A pandemia expôs as várias dimensões da “crise de cuidados” que vivemos. A provisão de cuidados sociais continua a assentar, em grande medida, nas famílias e, dentro destas, a sobrecarregar as mulheres no cuidado de crianças, idosos e pessoas dependentes.

Portugal é um dos países mais envelhecidos do mundo. No ano de 2020, 23% da sua população tinha mais de 65 anos de idade, o que torna mais urgente a adoção de políticas públicas eficazes a enfrentar o combate ao isolamento e solidão, bem como a diminuir a taxa de risco de pobreza deste grupo geracional, sendo que as mulheres se encontram entre as mais atingidas por este flagelo.
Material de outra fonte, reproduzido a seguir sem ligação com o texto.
PR #714, opened 2020-03-05
Set hostname for dhcp networks

### LINKED ISSUE #708: hostname is not set if dhcp is used for assigning addresses
### Linux distribution

``` opensuse leap 15 sp1```

### Terraform version
```
Terraform v0.12.19
+ provider.libvirt (unversioned
```

```
terraform-provider-libvirt was not built correctly
Compiled against library: libvirt 5.1.0
Using library: libvirt 5.1.0
```
Note:  the provider was installed from package `0.6.1+git.1580485189.cc55d5d4-22.1` 

## Checklist

- [X] Is it a bug or something that does not work as expected? Please make sure you fill the version information below:

When assigning ip addresses dynamically from a nat network, the hostname specified in the network interface is not respected. If the address is assigned statically, it is respected.

### Setup
```
provider "libvirt" {
  uri = "qemu://system"
}

resource "libvirt_network" "network" {
  name   = "test-network"
  mode   = "nat"
  domain = "test.local"

  dns {
    enabled = true
  }

  addresses = ["10.17.0.0/22"]
}

resource "libvirt_volume" "img" {
  name   = "SLE-15-SP1-JeOS-GMC.qcow2"
  source = "path/to/image"
  pool   = "default"
}
resource "libvirt_volume" "master" {
  name           = "master-volume"
  pool           = "default"
  size           = "25769803776"
  base_volume_id = libvirt_volume.img.id
}

resource "libvirt_domain" "master" {
  name       = "master-domain"

  disk {
    volume_id = libvirt_volume.master.id
  }

  network_interface {
    network_id     = libvirt_network.network.id
    hostname       = "master"
    wait_for_lease = true
  }

  graphics {
    type        = "vnc"
    listen_type = "address"
  }
}
```

### Steps to Reproduce Issue

Apply the configuration as above and the resulting `libvirt_domain` resource will have the  network interface defined as shown below:
```
            "network_interface": [
              {
                "addresses": [
                  "10.17.0.198"
                ],
                "hostname": "",
```

If the configuration is changed to add a fixed ip address, 
```
  network_interface {
    network_id     = libvirt_network.network.id
    hostname      =  "master"
   addresses      =  [ "10.17.1.20"] 
   wait_for_lease = true
  }
```

the hostname is respected.

```
            "network_interface": [
              {
                "addresses": [
                  "10.17.1.20"
                ],
                "hostname": "master",
```

___
## Additional information:

### PR DESCRIPTION
**Pull request by pablochacin**
For dhcp networks, ensure the hostname is set when the ip address is allocated.

Unify behavior when network is referenced either by name or by id.

Fix bug using network after it was freed

Improve test for covering new behavior

Fixes #708 

### DIFF
--- a/libvirt/domain.go
+++ b/libvirt/domain.go
@@ -706,23 +706,58 @@ func setNetworkInterfaces(d *schema.ResourceData, domainDef *libvirtxml.Domain,
 		}
 
 		// connect to the interface to the network... first, look for the network
-		if n, ok := d.GetOk(prefix + ".network_name"); ok {
-			// when using a "network_name" we do not try to do anything: we just
-			// connect to that network
-			netIface.Source = &libvirtxml.DomainInterfaceSource{
-				Network: &libvirtxml.DomainInterfaceSourceNetwork{
-					Network: n.(string),
-				},
+		var network *libvirt.Network
+		var err error
+
+		if networkName, ok := d.GetOk(prefix + ".network_name"); ok {
+			network, err = virConn.LookupNetworkByName(networkName.(string))
+			if err != nil {
+				return fmt.Errorf("Can't retrieve network '%s'", networkName.(string))
 			}
+			defer network.Free()
+
 		} else if networkUUID, ok := d.GetOk(prefix + ".network_id"); ok {
 			// when using a "network_id" we are referring to a "network resource"
 			// we have defined somewhere else...
-			network, err := virConn.LookupNetworkByUUIDString(networkUUID.(string))
+			network, err = virConn.LookupNetworkByUUIDString(networkUUID.(string))
 			if err != nil {
 				return fmt.Errorf("Can't retrieve network ID %s", networkUUID)
 			}
 			defer network.Free()
 
+		} else if bridgeNameI, ok := d.GetOk(prefix + ".bridge"); ok {
+			netIface.Source = &libvirtxml.DomainInterfaceSource{
+				Bridge: &libvirtxml.DomainInterfaceSourceBridge{
+					Bridge: bridgeNameI.(string),
+				},
+			}
+		} else if devI, ok := d.GetOk(prefix + ".vepa"); ok {
+			netIface.Source = &libvirtxml.DomainInterfaceSource{
+				Direct: &libvirtxml.DomainInterfaceSourceDirect{
+					Dev:  devI.(string),
+					Mode: "vepa",
+				},
+			}
+		} else if devI, ok := d.GetOk(prefix + ".macvtap"); ok {
+			netIface.Source = &libvirtxml.DomainInterfaceSource{
+				Direct: &libvirtxml.DomainInterfaceSourceDirect{
+					Dev:  devI.(string),
+					Mode: "bridge",
+				},
+			}
+		} else if devI, ok := d.GetOk(prefix + ".passthrough"); ok {
+			netIface.Source = &libvirtxml.DomainInterfaceSource{
+				Direct: &libvirtxml.DomainInterfaceSourceDirect{
+					Dev:  devI.(string),
+					Mode: "passthrough",
+				},
+			}
+		} else {
+			// no network has been specified: we are on our own
+		}
+
+		// if we got a network
+		if network != nil {
 			networkName, err := network.GetName()
 			if err != nil {
 				return fmt.Errorf("Error retrieving network name: %s", err)
@@ -763,10 +798,13 @@ func setNetworkInterfaces(d *schema.ResourceData, domainDef *libvirtxml.Domain,
 						// have a valid lease and then read the IP we have been assigned, so we can
 						// do the mapping
 						log.Printf("[DEBUG] Do not have an IP for '%s' yet: will wait until DHCP provides one...", hostname)
+						if err != nil {
+							return err
+						}
 						partialNetIfaces[strings.ToUpper(mac)] = &pendingMapping{
-							mac:      strings.ToUpper(mac),
-							hostname: hostname,
-							network:  network,
+							mac:         strings.ToUpper(mac),
+							hostname:    hostname,
+							networkName: networkName,
 						}
 					}
 				}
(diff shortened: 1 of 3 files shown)

### CODE REVIEW

File: libvirt/domain.go [hunk 1]
```diff
@@ -706,23 +706,59 @@ func setNetworkInterfaces(d *schema.ResourceData, domainDef *libvirtxml.Domain,
...
+			}
+		} else {
+			// no network has been specified: we are on our own
+		}
+
+		// if we got a network
+		if network != nil {
 			networkName, err := network.GetName()
 			if err != nil {
 				return fmt.Errorf("Error retrieving network name: %s", err)
```
flavio: Before the `return` statement:

```golang
defer network.Free()
```

The `network` instance has not been added to the `partialNetIFace` map, hence we can safely release the object right now. There's no risk of it being free-ed up again as a mistake.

O nosso país tem, além disso, uma escassa taxa de cuidados formais: menos de 13% dos idosos têm acesso a apoio de profissionais, seja apoio domiciliário, seja apoio institucional (centros de dia e lares). A rede de cuidados continuados não tem mais de 15 mil vagas, num país em que as necessidades ultrapassam muito a oferta. A despesa pública em cuidados de longa duração é irrisória: 0,4% do PIB, quando em países do norte da Europa, por exemplo, é dez vezes mais. 37% dos mais de 100 mil lugares em creche não têm comparticipação pública. Por outro lado, a escassez de cuidados formais não é sequer compensada com o reconhecimento do cuidado informal e com transferências sociais para as famílias: o estatuto do cuidador informal tem vindo a ser boicotado pelo Governo e não abrange mais do que 900 pessoas em todo o país, as prestações por dependência oscilam entre os 105 e os 190 euros mensais.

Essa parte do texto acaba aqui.